# [Task objective]
Look through the lines below and extract each one that contains "failed".
(Entries supplied Opens)
PR #389, opened 2022-04-13
Prevent `ConcurrentModificationException` in `TraceCmpHooks`

bertschneider:
Applying `TraceCmpHooks::mapGet` to `LinkedHashMaps` can lead to `ConcurrentModificationExceptions`. 
As stated in its JavaDoc: 

> In access-ordered linked hash maps, merely querying the map with get is a structural modification.

This can easily cause concurrent modification exceptions as seen during startup of Spring Boot applications.
Strack trace of such on exception:
```
11:25:12.402 [main] ERROR org.springframework.boot.SpringApplication - Application run failed
java.util.ConcurrentModificationException: null
        at java.util.LinkedHashMap$LinkedHashIterator.nextNode(LinkedHashMap.java:719)
        at java.util.LinkedHashMap$LinkedKeyIterator.next(LinkedHashMap.java:742)
        at com.code_intelligence.jazzer.runtime.TraceCmpHooks.mapGet(TraceCmpHooks.java:308)
        at org.springframework.boot.loader.jar.JarFileEntries.getEntry(JarFileEntries.java:312)
        at org.springframework.boot.loader.jar.JarFileEntries.getEntry(JarFileEntries.java:300)
        at org.springframework.boot.loader.jar.JarFileEntries.doGetEntry(JarFileEntries.java:288)
        at org.springframework.boot.loader.jar.JarFileEntries.getEntry(JarFileEntries.java:243)
        at org.springframework.boot.loader.jar.JarFileEntries.getEntry(JarFileEntries.java:203)
        at org.springframework.boot.loader.jar.JarFile.getEntry(JarFile.java:221)
        at org.springframework.boot.loader.LaunchedURLClassLoader.lambda$definePackage$0(LaunchedURLClassLoader.java:137)
        at java.security.AccessController.doPrivileged(Native Method)
        at org.springframework.boot.loader.LaunchedURLClassLoader.definePackage(LaunchedURLClassLoader.java:129)
        at org.springframework.boot.loader.LaunchedURLClassLoader.definePackageIfNecessary(LaunchedURLClassLoader.java:111)
        at org.springframework.boot.loader.LaunchedURLClassLoader.loadClass(LaunchedURLClassLoader.java:80)
        at java.lang.ClassLoader.loadClass(ClassLoader.java:351)
[...]
```

### DIFF
--- a/agent/src/main/java/com/code_intelligence/jazzer/runtime/TraceCmpHooks.java
+++ b/agent/src/main/java/com/code_intelligence/jazzer/runtime/TraceCmpHooks.java
@@ -18,6 +18,7 @@ import com.code_intelligence.jazzer.api.HookType;
 import com.code_intelligence.jazzer.api.MethodHook;
 import java.lang.invoke.MethodHandle;
 import java.util.Arrays;
+import java.util.ConcurrentModificationException;
 import java.util.Map;
 import java.util.TreeMap;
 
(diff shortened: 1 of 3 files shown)


agent/src/main/java/com/code_intelligence/jazzer/runtime/TraceCmpHooks.java
```diff
@@ -301,6 +303,19 @@ public static void mapGet(
         // compared to the maps keys.
       }
     } else if (currentKey instanceof Comparable) {
+      if (map instanceof LinkedHashMap) {
```
fmeum, line 306: Is this specific to `LinkedHashMap` or are there possibly other implementations with this behavior? Should we wrap the entire hook into a try...catch block?

agent/src/test/java/com/code_intelligence/jazzer/runtime/TraceCmpHooksTest.java
```diff
@@ -0,0 +1,58 @@
...
+      ES.submit(put.apply(i));
+    }
+
+    // Call hook
+    try {
+      for (int i = 0; i < 1_000; i++) {
+        TraceCmpHooks.mapGet(null, map, new Object[] {arg}, 1, null);
+      }
+    } catch (UnsatisfiedLinkError ignored) {
+      // Expected error due to missing native library,
```
fmeum, line 50: This should be fixable with `MockDriver`. If it isn't, I would like to look into why that's the case.

agent/src/test/java/com/code_intelligence/jazzer/runtime/BUILD.bazel
```diff
@@ -10,3 +12,16 @@ java_test(
         "@maven//:junit_junit",
     ],
 )
+
+java_test(
+    name = "TraceCmpHooksTest",
+    srcs = [
+        "TraceCmpHooksTest.java",
+    ],
+    target_compatible_with = SKIP_ON_WINDOWS,
```
fmeum, line 21: Is this needed because of the mock driver?

bertschneider: Yes, my understanding is that the mock driver is not properly running on windows. Did I get that wrong?
The test failed on windows only.

fmeum: You are right. Let's keep this as is and track the proper fix to that problem in #376.

fmeum (approved):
(Entries supplied Closes)
# [Response area]
11:25:12.402 [main] ERROR org.springframework.boot.SpringApplication - Application run failed
The test failed on windows only.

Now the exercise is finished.